EXERCISE DESCRIPTION: Filter the listing for lines containing "better".

INFORMATION SUPPLIED:
···
PR #7863, opened 2021-09-13
fix(Core/Spell): PLAYER_FIELD_BYTE2_INVISIBILITY_GLOW applies only wi…

Kitzunu:
…th invisibility type INVISIBILITY_GENERAL (0)

Co-Authored-By: Meji <2695278+meji46@users.noreply.github.com>
* cherry-pick commit <https://github.com/TrinityCore/TrinityCore/commit/47a4d58a982d5c22fbcdd07cac9dae5fd1bc52e4>

## Changes Proposed:
-  title
-  Also add some enums I found while searching TC
- Less magic numbers pog

## SOURCE:

check https://github.com/TrinityCore/TrinityCore/issues/26688 for the original author explanation

## Tests Performed:

- none

## How to Test the Changes:

1. I don't think this needs to be tested. The code kinds speaks for it self in this one...
2. Check that only spells with INVISIBILITY_GENERAL get glow vision

### DIFF
--- a/src/server/game/Entities/Player/Player.h
+++ b/src/server/game/Entities/Player/Player.h
@@ -477,6 +477,49 @@ enum PlayerFlags
     PLAYER_FLAGS_UNK31             = 0x80000000,
 };
 
+enum PlayerBytesOffsets //@todo: Implement
+{
+    PLAYER_BYTES_OFFSET_SKIN_ID         = 0,
+    PLAYER_BYTES_OFFSET_FACE_ID         = 1,
+    PLAYER_BYTES_OFFSET_HAIR_STYLE_ID   = 2,
+    PLAYER_BYTES_OFFSET_HAIR_COLOR_ID   = 3
+};
+
+enum PlayerBytes2Offsets //@todo: Implement
+{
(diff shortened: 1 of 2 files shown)


stoudtlr:
I tested spells/potions referenced in the linked TC issue and in-game they all appear the same with the PR as they do without the PR.  Is that what's expected? Are there spells to test that should have invisibility without the glow effect?

Helias:
it's a refactoring, so the behavior of before should be the same now but with a better code quality, it's normal that nothing changed @stoudtlr  :wink:

Helias (approved):

meji46:
> I tested spells/potions referenced in the linked TC issue and in-game they all appear the same with the PR as they do without the PR. Is that what's expected? Are there spells to test that should have invisibility without the glow effect?

@stoudtlr Yes, it's expected. In general, the invisibility auras that the player can intentionally apply (items and class spells) are of type INVISIBILITY_GENERAL (so PLAYER_FIELD_BYTE2_INVISIBILITY_GLOW is still applied).

There are other types of invisibility auras (associated with quests or other mechanics) that were applying the screen effect when they shouldn't. For example: https://www.wowhead.com/spell=38544/coax-marmot

PR #7869, opened 2021-09-13
fix(Core/Unit): Improve check for players to automatically stand if a…

Kitzunu:
…ttacked

## Changes Proposed:
-  title  

## Tests Performed:

- none

## How to Test the Changes:

1. Go in combat with a player that is not standing


IntelligentQuantum (approved):

tkn963:
I can't seem to test this because I don't have any issues using the latest commit of the master branch. I tried sitting down as alliance and attacking as horde and I tried in duels but every time the player being attacked stands up. Melee attacks and spells that hit and that misses causes the player to stand up for me.

Kitzunu:
that's correct

Kitzunu:
if attacked, a player should stand up

tkn963:
> 
> 
> if attacked, a player should stand up

Yes, but they always do for me when not using this PR. Has this already, somehow, been merged into the master branch or are there specific circumstances I need to work with?

Kitzunu:
Ah no, it already works as expected, yes.

I just improved the logic to just check for players 🗡️ 

So if it works the same before the PR and after the PR then it is good =)

tkn963:
> 
> 
> Ah no, it already works as expected, yes.
> 
> I just improved the logic to just check for players 🗡️
> 
> So if it works the same before the PR and after the PR then it is good =)

Oh, alright. My mistake. It's currently compiling the PR so I'll make sure in a little bit then.

tkn963:
Works like it should 👍

src/server/game/Entities/Unit/Unit.cpp
```diff
@@ -12718,38 +12718,41 @@ void Unit::SetInCombatWith(Unit* enemy, uint32 duration)
     SetInCombatState(false, enemy, duration);
 }
 
-void Unit::CombatStart(Unit* target, bool initialAggro)
+void Unit::CombatStart(Unit* vicitm, bool initialAggro)
```
Efymer, line 12721: Shouldn't be `victim` instead of `vicitm`?

Efymer (changes requested):

src/server/game/Entities/Unit/Unit.cpp
Kitzunu: Ah yes typo, thanks

FrancescoBorzi:
@Kitzunu conflicts again

Efymer (approved):

Issue #5342, opened 2021-04-18
[Fleeing for Assist]: NPCs on Low HP need 1.666% reduced speed per 1% health below 30% HP [$30]


Stifler82:
**EDITED**: to add the outcome of the discussion here, provided by @T1ti 

So TLDR how fleeing works on classic : 

- Fleeing doesn't change the creature's speed at all, it should still have the same speed as if it was not fleeing

- **But currently AC is missing the low health speed reduction mechanic, which is about -2.5% reduced speed per 1% hp below 20%.** 
This is probably the msot important point

- If you FEAR a creature which doesn't have reduced move speed(above 20% hp) like with warlock's fear, the creature will run at full speed. 

- **as a recap, fleeing state never affects the creature's speed, creature's speed is only affected by external factors like the low health speed reduction mechanic, or other slwos applied by players**

- Creatures seem to run to other creatures while fleeing if they get close to them, but the original fleeing direction seems completely random(my personal analysis). When they do this, they stop at the creature and trigger a call for help, after a small delay the creatures will aggro and the fleeing creature will stop fleeing exactly at the same time the new creatures aggro.

- basically, fleeing movement is compeltely RNG, UNTIL they get close to another creature, then they should? run to it and do a call for help.(previous point)

-----------
Originally reported https://github.com/chromiecraft/chromiecraft/issues/183

##### ISSUE: FACTION SIDE:
BOTH

##### CONTENT PHASE:
ALL

##### SMALL DESCRIPTION:
Half the times, when you're fighting a humanoid mob that will flee at low health, once they reach the threshold, they will IMMEDIATELY take off at a very high speed, even faster than regular running, towards an enemy pack. Once they get anywhere near another mob, they will INSTANTLY pull the mob.

This is blatantly wrong, even by Classic standards.

This is really frustrating and punishing to deal with. Sure, you can say "just save your burst for when they get really low", but that's not a luxury that can always be afforded, especially by certain classes. And when that happens: death.

##### EXPECTED BLIZZLIKE BEHAVIOUR:
https://www.youtube.com/watch?v=CuvYOo1jG1k

I don't think ALL the mobs are supposed to run at ludicrous speeds. Even for the ones that do, they seem way too fast.

What's 100% wrong is that the mobs pull way too quickly once they get to other mobs. If you're ranged, the fleeing mob can get into kissing range with the non-pulled mob, and you can still kill the fleeing mob without the other pulling. Here, not quite...

[...]

PR #7932, opened 2021-09-16
Fix issue 5342 mob speed health

patou01:
## Changes Proposed:
-  call Unit::UpdateSpeed() more often for NPCs
-  in UpdateSpeed(), reduce speed based on health

## Issues Addressed:

- Fixes part of  https://github.com/azerothcore/azerothcore-wotlk/issues/5342

## SOURCE:

See 5342

## Tests Performed:

- builds ok. Tested on my own machine (win10 x64)
- Get in game, find a mob, aggro, reduce hp and check his speed.
- video of my testing : https://drive.google.com/file/d/18Gq1EjtGGVFzkdCg9HNVSNZFDVLnTIuu/view?usp=sharing 
https://drive.google.com/file/d/1v8iruv8V3jqWyLwBR2HdT2ZysesTwRbO/view?usp=sharing 

## How to Test the Changes:

Use macro to read speed. The following one seems to work
/script DEFAULT_CHAT_FRAME:AddMessage(string.format("%f", GetUnitSpeed("target")), 1.0, 1.0, 1.0);
.modify speed 2.5 on yourself will help get away from mobs.
.damage X will be useful to get mobs to accurate hp.
1. Find any mob. Get in combat, have him run at normal speed towards you. Read speed, should be 8 for average mob
2. Damage him to 31%, make sure he's running with no obstacles. Read speed, should be same as above.
3. Damage to anything below 30%, mob starts slowing down. At 1% he should be at about 45% slow (speed of ~4.5 if base is 8)
4. Heal mob, you can use .aura 33763 to cast lifebloom rank 1. speed should increase back to 100% as life reaches > 30%.
5. Do same as above but cast a frostbolt or other slowing spell, slow should be more than before

Maybe review we didn't affect players or pets in any wrong way, but the code should be warded against that.

Second part of the bug:
1. Find a mob that runs away at 15% hp.
2. Get him to ~17%, read speed.
3. Drop him just below 15 so he runs away, read speed. Should be comparable (within 5%).
4. Regardless of the mob finding someone or not to assist, his speed shouldn't change.

No known issue, but I made a change down in movement manager (of something that should probably not have been there in the first place), could maybe cause odd things.
- [ ] 
- [ ]


Helias (changes requested):
remove the lines of code directly without comment them

UltraNix (changes requested):
I'm completely against these changes. `UpdateSpeed` in every `Update` tick in combat - no.

patou01:
Do we have a flag to signify health has changed then?

UltraNix:
I think you should moved that code from `Unit::Update` to `Unit::DealDamage` and check there if victim is below that 30% - tnen call update speed.

patou01:
I'll move it to there and figure out a way. Checking for HealthBelowPct(30) will probably cause issues because heals are instant. If a mob is at 20 and gets healed to 80% from an ally npc, checking for that will mean the slow sticks, and I don't think that's the way it's intended. Though I'll admit I don't remember. 

Which is why it should be "on health change". 

=> Proposal:
- Add a call to updateSpeed in DealDamage towards the end, with proper warding.
- Add a call to UpdateSpeed in HealBySpell warded by a check to previous health.
```
uint32 prevHealth = GetHealth()
// do the healing here
if (prevHealth < 30)
UpdateSpeed()
```

UltraNix:
Then move it to `Unit::SetHealth`

patou01:
Behaviour should be unchanged based on my tests:
https://drive.google.com/file/d/1ro-w2CNxg0FWqoXtmVxGdrrw5b8XOICR/view?usp=sharing
https://drive.google.com/file/d/1U8zg89EkeKV1ktDJiQINiO09E2Gti4sg/view?usp=sharing

This should be suitable now?

patou01:
Apologies for the spam. Should be okay now. As I had already implemented something else on top I had to undo some commits and didn't realize I forgot to remove part of it.
Updated videos, though there's no difference visible: https://drive.google.com/file/d/1zlW_IDMfXbDPL-5hh2gwDpyS2qI1Oysa/view?usp=sharing 
https://drive.google.com/file/d/1qRBHnpHihjmDWRQoKfehAaxMcwH87kW4/view?usp=sharing

src/server/game/Entities/Unit/Unit.cpp
```diff
@@ -14521,8 +14527,16 @@ void Unit::SetHealth(uint32 val)
             val = maxHealth;
     }
 
+    float prevHealthPct = GetHealthPct();
+
     SetUInt32Value(UNIT_FIELD_HEALTH, val);
 
+    // mobs that are now or were below 30% need to update their speed
+    if (GetTypeId() == TYPEID_UNIT && (prevHealthPct < 30.0 || HealthBelowPct(30)))
```
UltraNix, line 14535: You need here two checks:
1. if mob were below 30 and now is above it
2. if mob were above 30 and now is below it

patou01: I don't see why? The formula is continuous but breaks at 30. So unless we want to make it by steps, eg 30-25-20-15-10, I think this is correct?
If a mob was previously at 30, if he got lower than before I need to recompute. If he got higher, I need to recompute as well (my understanding is they gain speed back). Therefore `prevHealthPct < 30.0` 
If a mob is now below 30, he needs to be recomputed. So `HealthBelowPct(30)`.

And as it's both of these cases that need to re-evaluate, we use `||`. 

Did I misunderstand what we try to achieve?

UltraNix: Okay - you are right.

Nyeriah:
I don't think all creatures should be affected by this. I see that you're exempting pets from the slow, but what about dungeon & raid bosses? Vehicles? SoTA & Wintergrasp for example. I don't think this is correct. Personally, I never heard of this feature, but I see some extensive research has been done about it, so I could definitely be wrong, but I don't think it can be applied globally as it is.

patou01:
Dungeon mobs for sure. Bosses I'm not confident and maybe not. I'll look into it a bit more and add a few wards if needed. My feel is that pretty much everything slows down, but that's just my feeling of 5 years of playing.

src/server/game/Entities/Unit/Unit.cpp
```diff
@@ -13443,11 +13442,18 @@ void Unit::UpdateSpeed(UnitMoveType mtype, bool forced)
             break;
     }
 
-    // for creature case, we check explicit if mob searched for assistance
-    if (GetTypeId() == TYPEID_UNIT)
+    // added to fix azerothcore issue 5342
```
Kitzunu, line 13445: unnecessary comment.

patou01:
> Player controlled vehicles to be more precise. But also things like https://www.wowhead.com/npc=36609/valkyr-shadowguard or https://tbc.wowhead.com/npc=20064/thaladred-the-darkener and other creatures with specific mechanics that involve speed/movement.


I would then suggest we skip vehicles, WB and mobs immune to snares. I'm not that sure about worldbosses not having this, but I don't have any video where we can estimate the speed at which eg a nefarian crosses the room to go kill someone for a 1% wipe.

syssneck:
What about escort NPCs? Are they affected, and should they be affected?

patou01:
Hmm I don't know if there's a tag specifically for them, but don't they heal back up once they're out of combat anyway? Could also exclude questgivers but it's starting to sound dodgy.

Nyeriah:
> Edit: Should be noted however that affecting a few more mobs than strictly needed is probably not even half as bad as today's situation of having none.

I agree, but since we don't have enough data to guarantee that everything should be affected I'll advocate for a controlled approach. I think I would settle with player controlled vehicles, pets and dungeon bosses being exempt from being slowed. But having a flag_extra would be really awesome for any other cases that may seem to not be affected by this, like the val'kyrs for example, or any other creature that we don't have enough data to confirm.

T1ti:
> Dungeon mobs for sure. Bosses I'm not confident and maybe not. I'll look into it a bit more and add a few wards if needed. My feel is that pretty much everything slows down, but that's just my feeling of 5 years of playing.
> 
> @T1ti , as you had done most of the research, do you know if this applies to eg mechanical mobs, bosses etc?

I think a simple solution is not applying it to mobs that have slowing immunity, all bosses should have it.

patou01:
Warded as follows.
``` 
    Creature* creature = ToCreature();
    Unit* owner    = GetOwner();
    // ignore pets, player owned vehicles, and mobs immune to snare
    if (GetTypeId() == TYPEID_UNIT
        && !IsPet()
        && !(owner && owner->IsPlayer() && IsVehicle())
        && !(creature && creature->HasMechanicTemplateImmunity(MECHANIC_SNARE)))
    {
```

I'm not sure if the vehicle part is correct, as I have no experience with vehicles.

I tested on the beast and he wasn't slowed by speed, while a random trash mob next door was.

patou01:
Updated to match your proposal. It seems in other places in the code we do
```
GetTypeId() == TYPEID_UNIT && ToCreature()->
```
But I don't think there's a difference between that and assigning the pointer to a variable.

Nyeriah:
> Updated to match your proposal. It seems in other places in the code we do
> 
> ```
> GetTypeId() == TYPEID_UNIT && ToCreature()->
> ```
> 
> But I don't think there's a difference between that and assigning the pointer to a variable.

ToCreature() checks for TYPEID_UNIT before returning, so not point checking for it.

https://github.com/azerothcore/azerothcore-wotlk/blob/master/src/server/game/Entities/Object/Object.h#L287

Also, since you're using that variable anyway, may as well use it to check if we're dealing with a creature

Nyeriah:
This looks fine for me, could use some help testing @azerothcore/testers

patou01:
@azerothcore/testers , if someone could have a look here please? :)

temperrr:
Since nobody tested it again, and I heard its relatively small change, I revoke my original statement that it needs additional testing and fix the label accordinly.

Thanks again for this PR @patou01 !

src/server/game/Entities/Unit/Unit.cpp
```diff
@@ -13496,11 +13495,22 @@ void Unit::UpdateSpeed(UnitMoveType mtype, bool forced)
             break;
     }
 
-    // for creature case, we check explicit if mob searched for assistance
-    if (GetTypeId() == TYPEID_UNIT)
+    int32 slowFromHealth = 0;
+    Creature* creature = ToCreature();
+    // ignore pets, player owned vehicles, and mobs immune to snare
+    if (creature
```
UltraNix, line 13501: It should work for bosses too?

patou01: Is it a remark saying "it should work for bosses too", or is it "but this will slow down bosses"? Bosses should be covered by the `hasMechanicTemplateImmunity(MECHANIC_SNARE)` part. At least it seemed to work when I tested on some?

UltraNix: Okay. Not all bosses are immuned to snare effects.

patou01: Hmm. Then it needs discussion, but are you sure about that?
`SELECT * FROM `creature_template` WHERE `rank` = 3 AND NOT (`mechanic_immune_mask` & 1024) AND `mechanic_immune_mask`!= 0;`
Doesn't seem to return much, and most of those are likely wrong (ie they have 8 388 624 which matches only immune horror and immune fear. I doubt there's that many bosses one can sheep/sap/ban/freeze/stun/snare/slow/grip/charm.

Of course it could be that I have the SQL request wrong. I can make it more explicit if we want and add a check for `isWorldBoss` and/or `isDungeonBoss`

UltraNix: Hmm. Then I might be wrong about that. But in case that some bosses will be not immuned to snare, it would be better to use `isDungeonBoss` check.

patou01:
Removing the to be merged label until I've made that additional change for checking worldbosses. I guess it's fine if I test it myself after that.

T1ti:
if world bosses aren't immune to snare, then there's somethnig wrong with their data

src/server/game/Entities/Unit/Unit.cpp
patou01: Added now

patou01:
@ultranix are we okay to merge like this then? (assuming the ci builds)

patou01:
@ultranix @helias you both have requested changes that I think are adressed, could you check please? :)

UltraNix:
Looks okay.

patou01:
> 
> 
> Looks okay.

What I meant is 
image

UltraNix (approved):

Helias (approved):

PR #9771, opened 2021-12-18
feat(Apps/CI): Add check for broadcast_text

Kitzunu:
## Changes Proposed:
-  why not be too sure that people don't fuck with the table unless they know what they are doing :D


apps/ci/ci-pending.sh
```diff
@@ -31,5 +31,16 @@ for i in `find data/sql/updates/pending* -name "*.sql" -type f`; do
     fi
 done
 
+for i in `find data/sql/updates/pending* -name "*sql" -type f`; do
+    if $(cat "$i"|sed "s/'.*'\(.*\)/\1/g"|grep -q -i -E "broadcast_text"); then
+        echo "> broadcast_text check - OK"
+    else
```
Kitzunu, line 37: could someone just proof check that I have the if/else in the right order and that the regex is correct? :D

Winfidonarleyan: just add test file

Kitzunu: True. Didnt think of that hahaha

Kitzunu:
ok works

Winfidonarleyan (approved):

Nyeriah (approved):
···
RESPONSE TO THIS EXERCISE:
it's a refactoring, so the behavior of before should be the same now but with a better code quality, it's normal that nothing changed @stoudtlr  :wink:
UltraNix: Hmm. Then I might be wrong about that. But in case that some bosses will be not immuned to snare, it would be better to use `isDungeonBoss` check.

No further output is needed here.